◆ What you should do
How many lines in the records below contain the word "proof"? Reply with that number only.

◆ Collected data
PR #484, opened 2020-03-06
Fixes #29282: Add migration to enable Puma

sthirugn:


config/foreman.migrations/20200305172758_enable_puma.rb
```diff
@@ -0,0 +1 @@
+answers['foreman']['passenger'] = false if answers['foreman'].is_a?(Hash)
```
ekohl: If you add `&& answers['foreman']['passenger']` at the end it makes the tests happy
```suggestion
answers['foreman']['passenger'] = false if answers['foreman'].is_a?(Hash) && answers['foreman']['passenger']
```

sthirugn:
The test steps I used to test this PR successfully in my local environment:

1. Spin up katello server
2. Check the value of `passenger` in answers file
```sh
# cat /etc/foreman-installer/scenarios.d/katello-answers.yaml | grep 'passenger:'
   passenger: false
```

* * *

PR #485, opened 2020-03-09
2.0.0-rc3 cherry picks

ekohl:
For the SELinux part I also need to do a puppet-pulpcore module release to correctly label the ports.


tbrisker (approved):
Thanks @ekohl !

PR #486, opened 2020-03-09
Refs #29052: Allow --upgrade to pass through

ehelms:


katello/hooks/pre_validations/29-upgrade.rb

--

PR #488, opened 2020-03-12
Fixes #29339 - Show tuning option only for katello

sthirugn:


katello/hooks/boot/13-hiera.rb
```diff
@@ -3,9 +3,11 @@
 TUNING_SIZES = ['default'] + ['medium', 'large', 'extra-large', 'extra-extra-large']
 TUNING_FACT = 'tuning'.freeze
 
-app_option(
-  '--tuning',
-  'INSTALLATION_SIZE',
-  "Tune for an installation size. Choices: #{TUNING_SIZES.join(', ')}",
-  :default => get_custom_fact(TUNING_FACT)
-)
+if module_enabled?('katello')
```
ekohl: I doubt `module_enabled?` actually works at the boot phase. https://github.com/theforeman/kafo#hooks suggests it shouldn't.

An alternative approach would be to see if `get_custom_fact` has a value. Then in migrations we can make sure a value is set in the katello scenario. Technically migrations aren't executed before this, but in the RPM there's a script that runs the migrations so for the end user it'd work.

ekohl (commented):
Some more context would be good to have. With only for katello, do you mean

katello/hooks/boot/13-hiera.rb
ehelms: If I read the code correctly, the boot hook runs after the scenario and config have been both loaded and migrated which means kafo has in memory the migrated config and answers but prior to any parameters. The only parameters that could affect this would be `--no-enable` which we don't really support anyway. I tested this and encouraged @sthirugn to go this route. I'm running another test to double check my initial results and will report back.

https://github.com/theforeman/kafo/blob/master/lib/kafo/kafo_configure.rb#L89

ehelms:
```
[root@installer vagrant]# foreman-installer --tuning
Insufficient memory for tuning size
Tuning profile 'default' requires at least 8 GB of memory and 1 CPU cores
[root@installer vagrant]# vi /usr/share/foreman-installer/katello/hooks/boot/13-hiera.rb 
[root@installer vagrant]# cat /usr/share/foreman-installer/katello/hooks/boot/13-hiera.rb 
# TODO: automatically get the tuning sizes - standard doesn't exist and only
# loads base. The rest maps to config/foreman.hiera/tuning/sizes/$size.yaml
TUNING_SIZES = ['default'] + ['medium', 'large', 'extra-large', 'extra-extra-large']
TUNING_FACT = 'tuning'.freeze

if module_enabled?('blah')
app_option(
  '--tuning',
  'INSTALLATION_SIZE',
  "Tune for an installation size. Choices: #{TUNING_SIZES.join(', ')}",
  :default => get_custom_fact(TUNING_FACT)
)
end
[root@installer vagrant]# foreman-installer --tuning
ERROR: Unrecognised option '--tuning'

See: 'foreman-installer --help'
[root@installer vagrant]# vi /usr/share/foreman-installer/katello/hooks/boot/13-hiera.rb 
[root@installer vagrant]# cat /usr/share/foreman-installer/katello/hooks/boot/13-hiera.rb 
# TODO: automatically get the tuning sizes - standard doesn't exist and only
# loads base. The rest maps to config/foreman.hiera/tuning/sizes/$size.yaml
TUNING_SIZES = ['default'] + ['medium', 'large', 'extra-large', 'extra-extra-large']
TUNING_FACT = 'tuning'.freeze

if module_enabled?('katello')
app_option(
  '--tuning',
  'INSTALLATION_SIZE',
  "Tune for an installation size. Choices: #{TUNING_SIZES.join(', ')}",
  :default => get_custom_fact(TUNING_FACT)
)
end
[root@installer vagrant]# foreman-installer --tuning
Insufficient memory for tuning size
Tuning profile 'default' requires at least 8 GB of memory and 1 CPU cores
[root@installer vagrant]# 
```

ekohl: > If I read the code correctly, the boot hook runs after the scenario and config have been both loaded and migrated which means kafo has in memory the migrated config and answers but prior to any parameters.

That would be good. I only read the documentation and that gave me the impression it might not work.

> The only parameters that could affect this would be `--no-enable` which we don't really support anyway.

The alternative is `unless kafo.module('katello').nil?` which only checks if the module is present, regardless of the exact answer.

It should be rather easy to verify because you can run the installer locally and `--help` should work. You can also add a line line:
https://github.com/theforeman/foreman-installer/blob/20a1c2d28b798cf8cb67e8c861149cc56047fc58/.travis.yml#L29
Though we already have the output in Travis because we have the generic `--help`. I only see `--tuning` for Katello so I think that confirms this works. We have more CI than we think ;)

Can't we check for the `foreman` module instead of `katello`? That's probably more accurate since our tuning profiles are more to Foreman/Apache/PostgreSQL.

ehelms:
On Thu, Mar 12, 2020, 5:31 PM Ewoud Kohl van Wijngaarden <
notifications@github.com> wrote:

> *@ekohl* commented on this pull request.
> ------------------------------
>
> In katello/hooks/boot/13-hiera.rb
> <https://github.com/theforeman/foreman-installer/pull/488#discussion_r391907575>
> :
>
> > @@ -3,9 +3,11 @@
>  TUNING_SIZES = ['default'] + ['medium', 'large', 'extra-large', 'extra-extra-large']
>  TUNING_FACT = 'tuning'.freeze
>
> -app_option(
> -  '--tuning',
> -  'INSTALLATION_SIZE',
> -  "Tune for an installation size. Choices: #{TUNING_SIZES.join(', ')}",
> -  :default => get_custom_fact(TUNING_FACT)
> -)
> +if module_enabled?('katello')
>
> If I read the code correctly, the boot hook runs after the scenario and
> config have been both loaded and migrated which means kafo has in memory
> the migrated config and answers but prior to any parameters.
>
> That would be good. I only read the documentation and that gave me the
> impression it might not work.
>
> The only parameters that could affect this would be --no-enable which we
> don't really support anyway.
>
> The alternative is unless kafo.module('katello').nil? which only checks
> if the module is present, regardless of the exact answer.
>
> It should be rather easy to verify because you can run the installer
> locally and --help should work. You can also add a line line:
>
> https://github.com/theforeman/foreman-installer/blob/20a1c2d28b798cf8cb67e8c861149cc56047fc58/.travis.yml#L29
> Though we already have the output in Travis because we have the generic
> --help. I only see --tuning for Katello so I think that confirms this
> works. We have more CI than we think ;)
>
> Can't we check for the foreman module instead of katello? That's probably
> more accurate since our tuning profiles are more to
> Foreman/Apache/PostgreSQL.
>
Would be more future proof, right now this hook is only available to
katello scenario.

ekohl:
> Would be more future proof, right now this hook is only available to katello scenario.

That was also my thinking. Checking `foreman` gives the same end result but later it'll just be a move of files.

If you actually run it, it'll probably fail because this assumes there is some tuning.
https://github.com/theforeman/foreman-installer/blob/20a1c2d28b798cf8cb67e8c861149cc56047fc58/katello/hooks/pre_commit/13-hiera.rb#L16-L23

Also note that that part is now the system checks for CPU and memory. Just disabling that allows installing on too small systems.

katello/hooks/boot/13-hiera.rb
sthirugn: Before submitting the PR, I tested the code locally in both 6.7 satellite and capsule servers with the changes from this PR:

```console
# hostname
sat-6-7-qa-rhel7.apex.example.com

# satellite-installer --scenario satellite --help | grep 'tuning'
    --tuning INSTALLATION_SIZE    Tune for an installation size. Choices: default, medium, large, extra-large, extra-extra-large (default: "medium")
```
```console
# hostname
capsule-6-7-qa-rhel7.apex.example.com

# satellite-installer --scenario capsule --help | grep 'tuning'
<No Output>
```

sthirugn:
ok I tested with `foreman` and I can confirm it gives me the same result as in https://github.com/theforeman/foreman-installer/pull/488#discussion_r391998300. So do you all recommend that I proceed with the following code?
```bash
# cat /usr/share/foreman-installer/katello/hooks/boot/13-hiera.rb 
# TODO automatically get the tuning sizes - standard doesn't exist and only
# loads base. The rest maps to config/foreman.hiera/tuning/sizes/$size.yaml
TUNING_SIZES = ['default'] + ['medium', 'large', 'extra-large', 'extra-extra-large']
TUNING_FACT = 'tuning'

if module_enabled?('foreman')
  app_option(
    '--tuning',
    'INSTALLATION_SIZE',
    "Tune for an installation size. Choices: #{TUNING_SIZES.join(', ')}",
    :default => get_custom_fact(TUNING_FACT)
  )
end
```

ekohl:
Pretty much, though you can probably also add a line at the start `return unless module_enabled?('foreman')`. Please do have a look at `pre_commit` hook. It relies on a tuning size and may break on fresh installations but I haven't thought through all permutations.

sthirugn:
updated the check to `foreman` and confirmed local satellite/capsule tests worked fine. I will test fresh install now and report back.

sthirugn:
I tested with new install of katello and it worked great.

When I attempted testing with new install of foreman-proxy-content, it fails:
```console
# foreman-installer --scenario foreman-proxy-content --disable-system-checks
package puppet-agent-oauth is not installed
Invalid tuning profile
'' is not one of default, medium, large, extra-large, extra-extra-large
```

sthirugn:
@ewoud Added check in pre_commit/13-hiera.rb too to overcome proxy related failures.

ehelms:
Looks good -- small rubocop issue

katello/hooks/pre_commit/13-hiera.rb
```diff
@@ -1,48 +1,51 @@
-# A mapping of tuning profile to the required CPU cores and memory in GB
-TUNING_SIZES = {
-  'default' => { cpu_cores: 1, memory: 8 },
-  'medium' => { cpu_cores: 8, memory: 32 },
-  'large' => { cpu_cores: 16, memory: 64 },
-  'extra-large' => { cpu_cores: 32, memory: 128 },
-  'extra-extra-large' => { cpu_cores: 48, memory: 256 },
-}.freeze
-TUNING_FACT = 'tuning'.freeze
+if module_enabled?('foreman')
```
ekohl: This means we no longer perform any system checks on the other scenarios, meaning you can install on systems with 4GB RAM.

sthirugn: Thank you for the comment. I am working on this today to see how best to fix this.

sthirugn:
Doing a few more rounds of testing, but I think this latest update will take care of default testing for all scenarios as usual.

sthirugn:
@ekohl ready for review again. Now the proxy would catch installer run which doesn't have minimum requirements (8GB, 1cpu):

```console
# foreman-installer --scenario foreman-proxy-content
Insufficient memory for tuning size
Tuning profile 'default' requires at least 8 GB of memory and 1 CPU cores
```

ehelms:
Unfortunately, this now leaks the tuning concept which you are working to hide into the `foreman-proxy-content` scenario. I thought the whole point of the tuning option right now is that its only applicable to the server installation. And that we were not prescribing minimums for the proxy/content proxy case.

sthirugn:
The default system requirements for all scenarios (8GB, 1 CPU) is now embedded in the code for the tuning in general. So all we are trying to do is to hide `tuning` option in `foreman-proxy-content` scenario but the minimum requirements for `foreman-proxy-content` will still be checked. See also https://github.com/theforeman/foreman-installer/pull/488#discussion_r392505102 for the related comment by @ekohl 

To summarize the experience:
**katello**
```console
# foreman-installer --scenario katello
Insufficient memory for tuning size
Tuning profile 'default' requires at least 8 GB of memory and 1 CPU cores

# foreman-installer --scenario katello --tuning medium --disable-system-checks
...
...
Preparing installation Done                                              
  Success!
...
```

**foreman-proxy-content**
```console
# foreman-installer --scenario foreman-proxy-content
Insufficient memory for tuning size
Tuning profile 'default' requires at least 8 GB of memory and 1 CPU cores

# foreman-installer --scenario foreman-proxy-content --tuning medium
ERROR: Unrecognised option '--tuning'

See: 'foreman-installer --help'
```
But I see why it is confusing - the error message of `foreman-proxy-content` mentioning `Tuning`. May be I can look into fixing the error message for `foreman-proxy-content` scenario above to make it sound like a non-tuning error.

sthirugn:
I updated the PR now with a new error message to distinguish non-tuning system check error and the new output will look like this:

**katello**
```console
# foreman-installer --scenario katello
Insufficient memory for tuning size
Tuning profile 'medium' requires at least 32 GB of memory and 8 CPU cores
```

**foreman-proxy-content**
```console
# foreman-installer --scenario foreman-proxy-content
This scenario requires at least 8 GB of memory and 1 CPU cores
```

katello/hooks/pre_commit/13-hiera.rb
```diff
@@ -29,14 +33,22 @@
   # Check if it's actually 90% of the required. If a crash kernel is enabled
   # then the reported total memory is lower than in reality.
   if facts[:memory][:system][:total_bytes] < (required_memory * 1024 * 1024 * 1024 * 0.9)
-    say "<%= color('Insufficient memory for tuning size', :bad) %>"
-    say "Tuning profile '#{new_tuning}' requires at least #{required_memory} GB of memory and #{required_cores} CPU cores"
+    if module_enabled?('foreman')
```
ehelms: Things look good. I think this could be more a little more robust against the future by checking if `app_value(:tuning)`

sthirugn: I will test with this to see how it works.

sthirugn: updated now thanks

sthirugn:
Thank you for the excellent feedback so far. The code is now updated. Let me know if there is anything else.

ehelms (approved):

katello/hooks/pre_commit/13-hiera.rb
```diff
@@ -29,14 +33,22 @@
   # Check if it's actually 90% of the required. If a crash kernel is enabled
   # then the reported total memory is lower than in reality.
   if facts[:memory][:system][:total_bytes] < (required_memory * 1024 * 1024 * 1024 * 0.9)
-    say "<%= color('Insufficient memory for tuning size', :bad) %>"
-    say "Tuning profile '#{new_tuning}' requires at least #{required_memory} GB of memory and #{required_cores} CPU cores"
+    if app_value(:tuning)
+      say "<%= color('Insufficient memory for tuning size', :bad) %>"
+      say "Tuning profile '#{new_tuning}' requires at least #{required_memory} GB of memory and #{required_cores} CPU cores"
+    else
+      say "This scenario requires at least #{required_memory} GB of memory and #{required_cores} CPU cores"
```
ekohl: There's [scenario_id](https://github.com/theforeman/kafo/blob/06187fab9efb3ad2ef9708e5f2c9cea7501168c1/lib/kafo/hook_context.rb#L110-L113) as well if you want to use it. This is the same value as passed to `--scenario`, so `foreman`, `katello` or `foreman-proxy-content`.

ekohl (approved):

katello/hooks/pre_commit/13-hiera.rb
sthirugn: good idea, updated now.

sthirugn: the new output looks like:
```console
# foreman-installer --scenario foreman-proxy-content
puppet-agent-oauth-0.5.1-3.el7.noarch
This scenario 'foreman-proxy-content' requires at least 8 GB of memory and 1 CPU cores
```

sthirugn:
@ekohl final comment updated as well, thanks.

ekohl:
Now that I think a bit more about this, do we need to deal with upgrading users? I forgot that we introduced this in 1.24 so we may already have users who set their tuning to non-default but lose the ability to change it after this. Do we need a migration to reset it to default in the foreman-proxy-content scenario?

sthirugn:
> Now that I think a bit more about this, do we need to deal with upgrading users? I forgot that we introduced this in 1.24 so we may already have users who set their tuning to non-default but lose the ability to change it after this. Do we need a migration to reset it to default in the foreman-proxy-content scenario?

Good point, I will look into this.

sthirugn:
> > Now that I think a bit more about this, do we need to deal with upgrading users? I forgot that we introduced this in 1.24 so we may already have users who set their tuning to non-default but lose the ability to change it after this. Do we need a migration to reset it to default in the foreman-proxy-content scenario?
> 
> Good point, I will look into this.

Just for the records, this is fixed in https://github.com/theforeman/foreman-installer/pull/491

◆ Output below
2